As Spelt contains a lipid transfer protein, cross-reactivity with other plants containing lipid transfer proteins is possible. This is demonstrated by a report of occupational sensitisation to Spelt that was associated with symptoms on ingestion of several lipid transfer protein-containing foods. In particular, the individual was unable to tolerate the cross-reactive foods Peach and Apricot (6).

Clinical Experience

IgE-mediated reactions

Unexpectedly, allergic reactions to Spelt have not been commonly reported. This may be a result of Spelt products not being commonly available.
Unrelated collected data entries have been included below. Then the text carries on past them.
PR #4413, opened 2021-07-10
Fix #4410 - Unrendered font codes - plus add generic parser support for nestable callback MyCodes

### LINKED ISSUE #4410: Font codes showing in some posts
After update to 1.8.27 font codes are showing in some posts. 

Mentioned here: https://community.mybb.com/thread-232927.html

It can be seen on MyBB's forum here:  forum: https://community.mybb.com/post-1342828.html

I have found it on my forum in an old post too. 

Thank you.

Original thread: [Font codes showing in some posts](https://community.mybb.com/thread-232943.html)

lairdshaw:
Provide parser support for nestable font codes.

Resolves #4410

### DIFF
--- a/inc/class_parser.php
+++ b/inc/class_parser.php
@@ -315,8 +315,8 @@ class postParser
 		global $cache, $lang, $mybb;
 		$this->mycode_cache = array();
 
-		$standard_mycode = $callback_mycode = $nestable_mycode = array();
-		$standard_count = $callback_count = $nestable_count = 0;
+		$standard_mycode = $callback_mycode = $nestable_mycode = $nestable_callback_mycode = array();
+		$standard_count = $callback_count = $nestable_count = $nestable_callback_count = 0;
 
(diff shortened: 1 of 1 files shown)


dvz:
Was the section moved to the other method because `postParser::$mycode_cache` doesn't support entries that are both `nestable` and `callback`? Would it be better to add this support?

lairdshaw:
> Was the section moved to the other method because `postParser::$mycode_cache` doesn't support entries that are both `nestable` and `callback`?

Yes, exactly.

> Would it be better to add this support?

Ideally, yes. I'll see what I can come up with.

Sama34:
I did test using the following post :
https://community.mybb.com/thread-226339-post-1342791.html#pid1342791

image

There seem to be some issues, but these seem to be related to the `[url]` MyCode, so as far as I can assure it seems your code fixes the `[font]` issue.

Sama34 (approved):

PR #4424, opened 2021-08-09
Adding forcedownload field in install

### LINKED ISSUE #4423: mybb_attachtypes.forcedownload not created on fresh install
Related to https://community.mybb.com/thread-233247.html : field mybb_attachtypes.forcedownload is not in install/resources/mysql_db_tables.php, just in install/resources/upgrade52.php.
So, in a fresh install, an error occurres when trying to edit attachment types

crazycatdevs:
Resolves #4423


dvz:
Note these will also need to be added to table & insert files for PostgreSQL and SQLite.

crazycatdevs:
Well, I did this change via web interface, not sure I can add changes in this PR but I'll try.

crazycatdevs:
Ok, this seems complete now. Let me know if I forgot a file

Sama34:
Default value for MySQL seems to be `0` but for the rest you used `1` (inserts too), I think this should be `0` by default.

crazycatdevs:
You're right. I'll correct that soon.
Don't you think that some attachement types (office documents) should be to 1 by default ?

Sama34:
Probably, but 1) browsers already prompt for some file types and 2) in 1.8 this would change behavior unexpectedly.

We could update some default data for 1.9

Sama34 (approved):

awslabspl:
This is producing an error on macOS Monterey Beta. Works fine on macOS BigSur

crazycatdevs:
> 
> 
> This is producing an error on macOS Monterey Beta. Works fine on macOS BigSur

Can you be more descriptive ? It's only changement in SQL queries, so it's OS independant, only the SQL engine/version could be affected.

Reported adverse reactions are expected to increase as Spelt and Spelt products become increasingly more accessible. Adverse reactions may be similar to those reported to Wheat. See Wheat f4.

A case report describes an individual with a demonstrated allergy to Common Wheat who had several similar anaphylactic reactions after consuming Spelt (8).
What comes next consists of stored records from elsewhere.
PR #4427, opened 2021-08-11
Fix input type handling in ACP's Attachments

### LINKED ISSUE #4426: Delete and forum filter functions not working in ACP attachments module
Deleting attachments after a search and filtering the search of attachments by forum are not working anymore after #4207.

dvz:
Resolves #4426

### DIFF
--- a/admin/modules/forum/attachments.php
+++ b/admin/modules/forum/attachments.php
@@ -712,7 +712,7 @@ if(!$mybb->input['action'])
 		$forum_cache = cache_forums();
 
 		// Searching for attachments in a specific forum, we need to fetch all child forums too
-		if($mybb->get_input('forum'))
+		if(!empty($mybb->input['forum']))
 		{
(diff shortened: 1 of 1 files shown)


Sama34 (approved):

demtor:
Please remember to include forum filter option fix here:
https://github.com/mybb/mybb/blob/ea30022ca1f4745b9c133b8ff131f3b78f374f52/admin/modules/forum/attachments.php#L707-L713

Occupational dermatitis was reported in a 25-year-old woman, following exposure to large amounts of Spelt in her occupational setting. This was followed by generalised reactions to other foods. Within few months after avoiding Spelt and changing her occupation, her food symptoms and sensitisation disappeared, and the patient could reintroduce into the diet all foods that she previously did not tolerate, except for Peach and Apricot. A lipid transfer protein in Spelt was identified as the dominant allergen and responsible for the cross-reactivity (6,9).
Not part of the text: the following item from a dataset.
PR #4430, opened 2021-08-16
Fix #4428 Remove "MyBB Internal..." message output in error handler

### LINKED ISSUE #4428: Remove "MyBB Internal..." message output in error handler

Compiled by Dr Harris Steinman, harris@zingsolutions.com

References

  1. Wikipedia contributors, "Spelt", Wikipedia, The Free Encyclopedia, http://en.wikipedia.org/w/index.php?title=Spelt&oldid=209778316 (accessed May 11, 2008)
  2. Blatter RH, Jacomet S, Schlumbaum A. About the origin of European spelt (Triticum spelta L.): allelic differentiation of the HMW Glutenin B1-1 and A1-2 subunit genes. Theor Appl Genet. 2004 Jan;108(2):360-7
  3. Slageren, M.W. van (1994) Wild wheats: a monograph of Aegilops L. and Amblyopyrum (Jaub. & Spach) Eig (Poaceae). Wageningen Agriculture University Papers 1994-7;82-94
  4. Yunginger JW. Food ingredient labeling: how many ways can wheat be spelt?
    Allergy Proc 1994;15(4):219-20
  5. Dostálek P, Hochel I, Méndez E, Hernando A, Gabrovská D. Immunochemical determination of gluten in malts and beers.
    Food Addit Contam 2006;23(11):1074-8
  6. Pastorello EA, Farioli L, Robino AM, Trambaioli C, Conti A, Pravettoni V. A lipid transfer protein involved in occupational sensitization to spelt. [Letter] J Allergy Clin Immunol 2001;108(1 Pt 1):145-6
  7. Sandberg, M, Lundberg, L, Ferm, M, et al. Real Time PCR for the detection and discrimination of cereal contamination in gluten free foods.
    Eur Food Res Technol 2003;217:344-9
  8. Friedman HM, Tortolani RE, Glick J, Burtis RT. Spelt is wheat.
    Allergy Proc 1994;15(4):217-8
  9. Robino A., Pravettoni V., Farioli L., Trambaioli C., Conti A., Pastorello E.A. Occupational sensitisation caused by spelt: a case report [Poster] 8th International Symposium on Problems of Food Allergy, Venice. 2001, March 11-13

As in all diagnostic testing, the diagnosis is made by the physican based on both test results and the patient history.